As much as I avoid using the word “service,” we do provide services to the institution. Very early on, I established a ‘drop-in’ statistical clinic, analogous to a medical clinic. It is staffed by statistical analysts and is ‘open’ three times per week. Anyone in the institution can bring problems to the clinic. There is no charge. Typical services are doing straightforward analyses and providing advice for incorporating statistical analyses into projects and manuscripts.

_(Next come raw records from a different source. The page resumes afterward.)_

PR #5695, opened 2023-12-20
feat: implement column created_by_user_id in feature_tag

daveleek:
## About the changes

Adds the new nullable column created_by_user_id to the data used by feature-tag-store and feature-tag-service. Also updates openapi schemas.

### DIFF
--- a/src/lib/openapi/spec/feature-tag-schema.ts
+++ b/src/lib/openapi/spec/feature-tag-schema.ts
@@ -35,6 +35,12 @@ export const featureTagSchema = {
             description:
                 'The value of the tag. This property is deprecated and will be removed in a future version of Unleash. Superseded by the `tagValue` property.',
         },
+        createdByUserId: {
+            type: 'number',
+            nullable: true,
+            example: 1,
+            description: 'The id of the user who created this tag',
+        },
     },
     components: {},
 } as const;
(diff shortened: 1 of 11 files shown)


src/lib/openapi/spec/feature-tag-schema.ts
```diff
@@ -35,6 +35,12 @@ export const featureTagSchema = {
             description:
                 'The value of the tag. This property is deprecated and will be removed in a future version of Unleash. Superseded by the `tagValue` property.',
         },
+        createdByUserId: {
+            type: 'number',
+            nullable: true,
```
gastonfournier, line 40: Just a note so we don't forget: maybe we need to make this not nullable, but if this is used as input it might be a breaking change for the API

src/lib/schema/feature-schema.ts
```diff
@@ -159,4 +159,5 @@ export const featureTagSchema = joi.object().keys({
     tagValue: joi.string(),
     type: nameType.optional(),
     value: joi.string().optional(),
+    createdByUserId: joi.number().optional(),
```
gastonfournier, line 162: I think this is used to validate input. And I believe all new input should have a createdById (but maybe it's a breaking change for the API)

gastonfournier (approved):
LGTM! We agreed on Slack that we might be able to find out who was the actor by looking at the events log, so keeping the field null for now seems reasonable, despite not being sure if we're going to embark on that task.

src/lib/openapi/spec/feature-tag-schema.ts
daveleek: Yeah this is part of import/export. So I think it needs to be nullable

PR #5696, opened 2023-12-20
fix: now project overview has skeleton instead of placeholders

sjaanus:
Removed `ref` dependency from `useLoading` hook, it was being overly reactive and breaking skeleton.

### DIFF
--- a/frontend/src/component/feature/FeatureToggleList/FeatureToggleListTable.tsx
+++ b/frontend/src/component/feature/FeatureToggleList/FeatureToggleListTable.tsx
@@ -45,6 +45,7 @@ import { FeatureSegmentCell } from 'component/common/Table/cells/FeatureSegmentC
 import { useUiFlag } from 'hooks/useUiFlag';
 import { FeatureToggleListTable as LegacyFeatureToggleListTable } from './LegacyFeatureToggleListTable';
 import { FeatureToggleListActions } from './FeatureToggleListActions/FeatureToggleListActions';
+import useLoading from '../../../hooks/useLoading';
 
 export const featuresPlaceholder = Array(15).fill({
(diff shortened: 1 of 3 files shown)


frontend/src/component/feature/FeatureToggleList/FeatureToggleListTable.tsx
```diff
@@ -257,7 +259,6 @@ const FeatureToggleListTableComponent: VFC = () => {
 
     return (
         <PageContent
-            isLoading={loading}
```
sjaanus, line 260: Header does not need loading anymore

frontend/src/component/feature/FeatureToggleList/FeatureToggleListTable.tsx
```diff
@@ -311,7 +312,9 @@ const FeatureToggleListTableComponent: VFC = () => {
                 state={filterState}
             />
             <SearchHighlightProvider value={query || ''}>
-                <PaginatedTable tableInstance={table} totalItems={total} />
+                <div ref={bodyLoadingRef}>
```
sjaanus, line 315: Moving loader only to table.

frontend/src/hooks/useLoading.ts
```diff
@@ -16,7 +16,7 @@ const useLoading = (loading: boolean, selector = '[data-loading=true]') => {
                 }
             });
         }
-    }, [loading, ref]);
+    }, [loading]);
```
sjaanus, line 19: This was the cause, with ref as dependency, it was over reactive and overwriting skeleton, when multiple components were using useLoading.

kwasniew (approved):

PR #5701, opened 2023-12-20
fix: separate concerns for ConstraintAccordionList

FredrikOseberg:
## Problem

The ConstraintAccordionList component was used in multiple places: 
* Playground
* Segment form
* StrategyExecution
* Change requests
* Create strategy
* Edit strategy

This is problematic because some of the views are just pure visual representations, and other views allow you to interact with and edit the constraints. This causes a situation where the visual representation needs to be aware of the implementation details of editing and mutating constraints. In addition the ConstraintAccordionList is not just a pure rendering of the list, it also keeps internal state on when to show the create button and optional headers. This is makes it hard to make changes when stylings need to be subtly different across components. 

## Solution

Taking on the full refactor for this is out of scope, but it's unfortunate that the ConstraintAccordionList needs all this internal state. For now I split out the list into it's own component called ConstraintList. I gathered the functions needed for editing and mutating the constraints in a reusable hook and isolated the version of the list used in the new feature strategy edit / create components into it's own component so that the changes in layout will not affect anything else. 

Ideally we should try to move towards a future where the components don't keep internal state like this but clear boundaries and purposes for the use.

### DIFF
--- a/frontend/src/component/common/ConstraintAccordion/ConstraintAccordionList/ConstraintAccordionList.tsx
+++ b/frontend/src/component/common/ConstraintAccordion/ConstraintAccordionList/ConstraintAccordionList.tsx
@@ -5,8 +5,8 @@ import React, {
     RefObject,
     useImperativeHandle,
 } from 'react';
-import { Box, Button, styled, Tooltip, Typography } from '@mui/material';
-import { Add, HelpOutline } from '@mui/icons-material';
+import { Box, Button, styled, Tooltip } from '@mui/material';
+import { HelpOutline } from '@mui/icons-material';
 import { IConstraint } from 'interfaces/strategy';
 import { ConstraintAccordion } from 'component/common/ConstraintAccordion/ConstraintAccordion';
 import produce from 'immer';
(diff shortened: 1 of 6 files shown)


frontend/src/component/common/ConstraintAccordion/ConstraintAccordionList/ConstraintAccordionList.tsx
```diff
@@ -292,3 +172,78 @@ export const ConstraintAccordionList = forwardRef<
...
+}
+
+export const ConstraintList = forwardRef<
+    IConstraintAccordionListRef | undefined,
+    IConstraintList
+>(({ constraints, setConstraints, state }, ref) => {
+    const { context } = useUnleashContext();
+
+    const onEdit =
+        setConstraints &&
```
FredrikOseberg, line 189: unfortunate that we need this pattern here, but out of scope to change that here

frontend/src/component/feature/FeatureStrategy/FeatureStrategyConstraints/FeatureStrategyConstraintAccordionList/FeatureStrategyConstraintAccordionList.tsx
```diff
@@ -0,0 +1,191 @@
+import React, { forwardRef, RefObject } from 'react';
```
FredrikOseberg, line 1: isolated component for the new views

PR #5702, opened 2023-12-20
Feat: allow rescheduling of failed scheduled cr

andreas-unleash:
Allows for rescheduling failed scheduled requests


thomasheartman (approved):
Nice! At first I thought it seemed weird that you should be able to apply a failed scheduled request, but it makes sense. Looks good 😄

PR #6166, opened 2024-02-08
feat: add partial index on client_applications annouced FALSE

sjaanus:
We have customers with tens or hundreds of thousands of applications, and we have a scheduler running that sets application fields to `announced` as true. However, every time it runs, it queries the entire table, which is slow and causes database connection acquisition issues. To make it faster, we added a partial index to the table.


gardleopard (approved):
Fantastic!

PR #6169, opened 2024-02-08
Feat/UI error observability

FredrikOseberg:
This PR adds an endpoint to Unleash that accepts an error message and option error stack and logs it as an error. This allows us to leverage errors in logs observability to catch UI errors consistently.

Considered a test, but this endpoint only accepts and logs input, so I'm not sure how useful it would be.


frontend/src/index.tsx
```diff
@@ -20,35 +20,59 @@ import { FeedbackProvider } from 'component/feedbackNew/FeedbackProvider';
...
+    };
+
+    return (
+        <UIProviderContainer>
+            <AccessProvider>
+                <BrowserRouter basename={basePath}>
+                    <QueryParamProvider adapter={ReactRouter6Adapter}>
+                        <ThemeProvider>
+                            <AnnouncerProvider>
+                                <ErrorBoundary
```
FredrikOseberg, line 52: This error boundary is higher up than the one in App.tsx and is identical

gardleopard (approved):
7. LGTM

PR #6170, opened 2024-02-08
feat: add index on events for faster revision id

sjaanus:
On all pods and instances, we run the same revision update query every second. It is relatively fast when the application has started. This is the single most ran query in unleash.
Benchmarks:

1. Running pod with existing revisionID:
  - old 5.5ms
  - new 0.028ms

2. New pod without existing revisionID
 - old 9.329ms
 - new 0.033ms

This query is getting optimized

https://github.com/Unleash/unleash/blob/7e66a79f9f6f2c6f2475bfd723ea938bbd4fb0f6/src/lib/features/events/event-store.ts#L161


src/migrations/20240208130439-events-revision-id-index.js
```diff
@@ -0,0 +1,19 @@
+'use strict';
+
+exports.up = function(db, cb) {
+    db.runSql(
+        `
+            CREATE INDEX IF NOT EXISTS idx_events_feature_type_id ON events (id)
+                WHERE feature_name IS NOT NULL
+                    AND type IN ('segment-updated', 'feature_import', 'features-imported');
```
chriswk, line 8: The query is feature_name IS NOT NULL OR type IN (...), should the index also use OR here?

gardleopard (approved):
7. LGTM

src/migrations/20240208130439-events-revision-id-index.js
sjaanus: Good catch, was testing different variants and typo appeared.

PR #6171, opened 2024-02-08
chore: add migration for traffic data collection

daveleek:
## About the changes

Adds migration for creating table `stat_traffic_usage`.
This table primary-keys on day, traffic_group, and status_code_series.

Traffic group is the grouping for API endpoints for which traffic is counted.
status_code_series is 200/202 etc = 200, 304 etc = 300

### DIFF
--- a/src/migrations/20240208123212-create-stat-traffic-usage-table.js
+++ b/src/migrations/20240208123212-create-stat-traffic-usage-table.js
@@ -9,6 +9,8 @@ exports.up = (db, callback) => {
             count BIGINT NOT NULL DEFAULT 0,
             PRIMARY KEY(day, traffic_group, status_code_series)
             );
+            CREATE INDEX IF NOT EXISTS stat_traffic_usage_traffic_group_idx ON stat_traffic_usage (traffic_group);
+            CREATE INDEX IF NOT EXISTS  stat_traffic_usage_status_code_series_idx ON stat_traffic_usage (status_code_series);
         `,
         callback,
     );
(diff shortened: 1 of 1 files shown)


src/migrations/20240208123212-create-stat-traffic-usage-table.js
```diff
@@ -0,0 +1,24 @@
+
+exports.up = (db, callback) => {
+    db.runSql(
+        `
+        CREATE TABLE IF NOT EXISTS stat_traffic_usage(
+            day DATE NOT NULL,
+            traffic_group TEXT NOT NULL,
```
daveleek, line 7: ended up naming this traffic_group as the `group` name we initially came up with was a reserved keyword in Postgresql

src/migrations/20240208123212-create-stat-traffic-usage-table.js
```diff
@@ -0,0 +1,24 @@
...
+            status_code_series INT NOT NULL,
```
daveleek, line 8: appended a _series to make it clear that it's 200/300 etc, not 200/201/202/304 etc

chriswk:
@gardleopard , @sjaanus do you think this would do for storing 400 days of data for visitation stats?

chriswk:
I think creating subindexes on day, traffic_group and status_code_series could help. the PK index will be a thruple of (day, tg, scs), so if we want to do where status_code_series = 200 it will be a table scan.

daveleek:
Thanks @chriswk - I've added the suggested indexes

chriswk (approved):
LGTM

PR #6176, opened 2024-02-08
fix: prevent infinite rerenders in useIncomingWebhooks

nunogois:
React can sometimes be non-intuitive and behave erratically due to the way it detects changes in hook dependencies.

This prevents infinite re-renders from `useIncomingWebhooks` by using a static `DEFAULT_DATA` constant, so that its reference is always the same, so no changes are detected when there are none.

Unrelated scouting, but this PR also removes an unneeded dependency in the memoized columns in `ProjectActionsTable`.


gastonfournier (approved):
LG!

PR #6185, opened 2024-02-09
docs: Delete old preferred-styles-import-placement

gastonfournier:
Having old ADRs makes it harder for newcomers, that have to navigate through many ADRs and spot the ones that were superseded by others. We can save the mental burden by just moving the old ones to a deprecated folder


chriswk (approved):
Should we add a link to the one that supersedes it?

gastonfournier:
> Should we add a link to the one that supersedes it?

It already has one, but I just had to fix it: [747b984](https://github.com/Unleash/unleash/pull/6185/commits/747b9847177c37026a803b009f8e16fcb449e5a1)

PR #6190, opened 2024-02-09
feat: implement a store for stat_traffic_data

daveleek:
## About the changes

Implements a new store for collected traffic data usage that connects to the new table `stat_traffic_data` primary key'd on [day, trafficGroup, status_code_series].

Day being a date
Traffic group being which endpoint is being counted for, ie /api/admin, /api/frontend etc
Status code series grouping 2xx status responses and 304 into their respective 200 / 300 series.

No service here, this is for pro/enterprise

### DIFF
--- a/src/lib/db/index.ts
+++ b/src/lib/db/index.ts
@@ -41,7 +41,7 @@ import { DependentFeaturesStore } from '../features/dependent-features/dependent
 import LastSeenStore from '../features/metrics/last-seen/last-seen-store';
 import FeatureSearchStore from '../features/feature-search/feature-search-store';
 import { InactiveUsersStore } from '../users/inactive/inactive-users-store';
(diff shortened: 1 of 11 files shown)


chriswk:
May I suggest creating this as a package by feature? This seems like a good candidate for a clear single feature.

daveleek:
Yup, it felt a bit small while building it, but the rest of this feature will be packaged by feature so probably good for consistency to move it here as well

daveleek:
I've moved this into a separate folder

chriswk:
The folder structure seems good, but I think we're running into the overloaded concepts issue again. the features folder are for things related to feature (toggle). I'd move this to `src/lib/traffic-data-usage`. This doesn't directly relate to features.

chriswk (approved):
Still giving a :+1: . I think it would be better to have traffic-data-usage on lib/ but I don't want that to block us.

PR #6191, opened 2024-02-09
chore: Move actions inside projects

gastonfournier:
## About the changes
Action should be relative to a project (in general).

### DIFF
--- a/frontend/src/hooks/api/actions/useActionsApi/useActionsApi.ts
+++ b/frontend/src/hooks/api/actions/useActionsApi/useActionsApi.ts
@@ -13,13 +13,11 @@ export type ActionSetPayload = Omit<
     actions: ActionPayload[];
 };
 
-export const useActionsApi = (project?: string) => {
+export const useActionsApi = (project: string) => {
     const { loading, makeRequest, createRequest, errors } = useAPI({
         propagateErrors: true,
     });
-    const endpoint = project
-        ? `api/admin/projects/${project}/actions`
-        : 'api/admin/actions';
+    const endpoint = `api/admin/projects/${project}/actions`;
 
     const addActionSet = async (actionSet: ActionSetPayload) => {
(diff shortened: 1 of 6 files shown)


frontend/src/hooks/api/actions/useActionsApi/useActionsApi.ts
```diff
@@ -15,15 +13,18 @@ export type ActionSetPayload = Omit<
...
 };
 
-export const useActionsApi = () => {
+export const useActionsApi = (project?: string) => {
     const { loading, makeRequest, createRequest, errors } = useAPI({
         propagateErrors: true,
     });
+    const endpoint = project
+        ? `api/admin/projects/${project}/actions`
+        : 'api/admin/actions';
```
nunogois, line 22: Do we want this? 🤔

frontend/src/hooks/api/getters/useActions/useActions.ts
```diff
@@ -8,14 +8,18 @@ import { useUiFlag } from 'hooks/useUiFlag';
...
 
-    const { data, error, mutate } = useConditionalSWR(
+    const { data, error, mutate } = useConditionalSWR<{
+        actions: IActionSet[];
+    }>(
         isEnterprise() && actionsEnabled,
         { actions: [] },
-        formatApiPath(ENDPOINT),
+        formatApiPath(
+            project ? `api/admin/projects/${project}/actions` : ENDPOINT,
```
nunogois, line 21: Same here. Do we still want global level actions?

nunogois (approved):

frontend/src/hooks/api/actions/useActionsApi/useActionsApi.ts
gastonfournier: Not sure, I was hesitant to remove this, I think it's not needed given that I removed the endpoints :D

Some projects turn out to be large, requiring more than an hour or so, and are referred to the statistical faculty member or team leader assigned to the particular client’s department.
MD Anderson provides a great environment for promoting collaborations. Its motto is “making cancer history,” something collaborations between our statisticians, clinicians, and basic scientists are helping to do.
My advice to statisticians who want to establish equal partnerships relates to my opening sentence: Foster mutual respect. Respect yourselves, including by establishing a statistical reputation outside of your institution. Be confident, but keep learning, especially about science and medicine. Seek to achieve scientific and medically important goals. Think outside of your box. Listen more than you talk. Don’t interrupt. If you hear rot, guide your collaborators down a path that helps them see the rot without you having to announce it.